The rate of chemical reactions is usually related to temperature. In order to control the reaction rate and ensure product quality, precise temperature control of the reaction vessel is required during the chemical reaction process.
How important is temperature control of the reactor?
The China Chemical Safety Association has analyzed the causes of reactor explosions in fine chemical enterprises, and concluded that the accidental release of heat during the fine chemical reaction process is the most likely to cause reactor explosions and fires.
For example, when an accident occurs, the cooling system fails, and a large amount of reaction heat cannot be removed through the cooling medium, resulting in a continuous increase in system temperature; The reaction products decompose at high temperatures, leading to an explosion in the high-pressure reactor.
How to choose suitable temperature control equipment for the reaction kettle?
Suitable temperature control equipment must have a cooling power that matches the requirements of the reaction kettle. It can not only remove the heat generated by chemical reactions, but also achieve precise temperature control.
How to calculate the required cooling capacity for a reaction kettle?
The required cooling capacity for the reaction kettle consists of three parts:
1. The power required for cooling the sample inside the reaction vessel
According to physics formulas, the power required to cool the sample inside the reactor can be calculated based on the volume, density, specific heat capacity, as well as the cooling amplitude and time of the sample.

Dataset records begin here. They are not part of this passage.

PR #200, opened 2018-09-27
Move modernizr from head to body tag. Add appscripts block.

vidya-ram:
1. Move `Modernizr.js` from head to body tag, since scripts in head tag is rendering blocking
https://github.com/Modernizr/Modernizr/issues/878#issuecomment-41448059

2. Add `{% block appscripts %}{% endblock %}`
This block is to include JS assets of the app that are not required on all the pages but has to be included before baseframe bundle(assets "js_all").
For instance codemirror-markdown-js.js is only required in the formlayout pages. CodeMirror functions are called from baseframe.js, hence it has to be included before  baseframe.js

### DIFF
--- a/baseframe/templates/baseframe/bootstrap3/baseframe.html.jinja2
+++ b/baseframe/templates/baseframe/bootstrap3/baseframe.html.jinja2
@@ -46,7 +46,6 @@
     <link rel="stylesheet" type="text/css" href="{{ ASSET_URL }}" />
   {%- endassets %}
   <link rel="stylesheet" type="text/css" href="//fonts.googleapis.com/css?family=Source+Sans+Pro:400italic,600italic,400,600" />
-  <script src="{{ url_for('baseframe.static', filename='js/modernizr.min.js') }}"></script>
 
   {%- block typekit %}
     {%- if config['TYPEKIT_CODE'] %}
@@ -101,6 +100,7 @@
     {%- endblock %}
   {%- endblock %}
 
+  <script src="{{ url_for('baseframe.static', filename='js/modernizr.min.js') }}"></script>
   <!-- Included JS Files -->
   <!--[if lt IE 9]>
     <script src="//ajax.googleapis.com/ajax/libs/jquery/1.11.2/jquery.min.js"></script>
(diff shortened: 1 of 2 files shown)


baseframe/templates/baseframe/bootstrap3/baseframe.html.jinja2
```diff
@@ -121,6 +121,11 @@
   {%- for asset in config.get('ext_js', []) %}
     <script type="text/javascript" src="{{ asset|ext_asset_url }}"></script>
   {%- endfor %}
+
+  <!-- This block is to include JS assets of the app that are not required on all the pages but has to be included before baseframe bundle(assets "js_all").
```
jace: Use Jinja2 comments, not HTML comments. This should not render into the final page. Also use `{#- comment #}` (note the hyphen) so that an empty line is not inserted into the output.

baseframe/templates/baseframe/mui/baseframe.html.jinja2
```diff
@@ -138,6 +138,11 @@
   {%- for asset in config.get('ext_js', []) %}
     <script type="text/javascript" src="{{ asset|ext_asset_url }}"></script>
   {%- endfor %}
+
+  <!-- This block is to include JS assets of the app that are not required on all the pages but has to be included before baseframe bundle(assets "js_all").
```
jace: As above.

baseframe/templates/baseframe/bootstrap3/baseframe.html.jinja2
```diff
@@ -121,6 +121,11 @@
...
+  For instance codemirror-markdown-js.js is only required in the formlayout pages. CodeMirror functions are called from baseframe.js, hence it has to be included before  baseframe.js -->
+  {% block appscripts %}{% endblock %}
```
jace: Consider calling this `pagescripts` instead of `appscripts` as it's meant for specific pages.

baseframe/templates/baseframe/mui/baseframe.html.jinja2
```diff
@@ -138,6 +138,11 @@
...
+  For instance codemirror-markdown-js.js is only required in the formlayout pages. CodeMirror functions are called from baseframe.js, hence it has to be included before  baseframe.js -->
+  {% block appscripts %}{% endblock %}
```
jace: As above.

baseframe/templates/baseframe/bootstrap3/baseframe.html.jinja2
vidya-ram: Changed to `{#- comment #}`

2. The power required for cooling the thermal conductive liquid in the bath, pipeline, and jacket layer
We know the specific heat capacity of the thermal conductive liquid, as well as the required cooling amplitude and cooling time. By calculating the mass of the thermal conductive liquid in the bath, pipeline, and reactor jacket layer separately, we can use the same formula to calculate the power required for cooling the thermal conductive liquid in the entire system.
(1) The mass of thermal conductive liquid in the temperature control equipment bath can be calculated by multiplying the bath volume by the density of the thermal conductive liquid.

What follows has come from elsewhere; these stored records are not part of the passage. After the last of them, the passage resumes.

PR #204, opened 2018-11-20
Add api key to google map api.

vidya-ram:


baseframe/templates/baseframe/bootstrap3/forms.html.jinja2
```diff
@@ -262,7 +262,8 @@
     {%- for field in form %}
       {%- if field.type == 'CoordinatesField' %}
         {#- We're using setdefault instead of a simple = because the do extension doesn't support assignment #}
-        {%- do scripts.setdefault('gmap', '//maps.google.com/maps/api/js?sensor=false&libraries=places') %}
+        {% set google_map_api = '//maps.google.com/maps/api/js?key=' + config["GOOGLE_MAPS_API_KEY"] + '&sensor=false&libraries=places' -%}
```
jace: We can make these mandatory `https:` from now on, so `https://maps.google.com/...`

jace: Use `config['GOOGLE_MAPS_API_KEY']` (single quotes, per code standard). This _will_ fail if the app hasn't set the API key, but that's okay because any app that uses a coordinates field needs to set it.

baseframe/templates/baseframe/bootstrap3/forms.html.jinja2
```diff
@@ -262,7 +262,8 @@
...
+        {%- do scripts.setdefault('gmap', google_map_api) %}
```
jace: Not sure why we're setting a variable and then storing it to this dict. Why not combine into one `do` statement?

baseframe/templates/baseframe/mui/forms.html.jinja2
```diff
@@ -280,7 +280,8 @@
     {%- for field in form %}
       {%- if field.type == 'CoordinatesField' %}
         {#- We're using setdefault instead of a simple = because the do extension doesn't support assignment #}
-        {%- do scripts.setdefault('gmap', '//maps.google.com/maps/api/js?sensor=false&libraries=places') %}
+        {% set google_map_api = '//maps.google.com/maps/api/js?key=' + config["GOOGLE_MAPS_API_KEY"] + '&sensor=false&libraries=places' -%}
+        {%- do scripts.setdefault('gmap', google_map_api) %}
```
jace: Likewise.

(2) The mass of the heat-conducting liquid in the pipeline can be calculated by multiplying the volume of the pipeline with the density of the heat-conducting liquid, based on the length and diameter of the pipeline.

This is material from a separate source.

PR #205, opened 2018-11-28
Add leaflet for maps

vidya-ram:
1. Add jquery.succinct.js (jQuery plugin for truncating multiple lines of text)
2. Add leaflet.js for maps and leaflet-search plugin for search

(3) The mass of the thermal conductive liquid in the jacket layer can be calculated by first calculating the volume of the jacket layer based on the thickness of the jacket glass, the volume and diameter of the reaction vessel, and then multiplying it by the density of the thermal conductive liquid.
3. Power required for cooling the reactor body
It can be calculated based on the quality of the reactor, the specific heat capacity of the reactor material, as well as the cooling amplitude and time.
The sum of the above three parts of power can roughly obtain the required cooling power for the temperature control equipment. In addition, it is necessary to consider the energy loss caused by non insulated fittings and valves, and it is recommended to include a 20% margin. If possible, try to choose polymer tubing to reduce energy loss.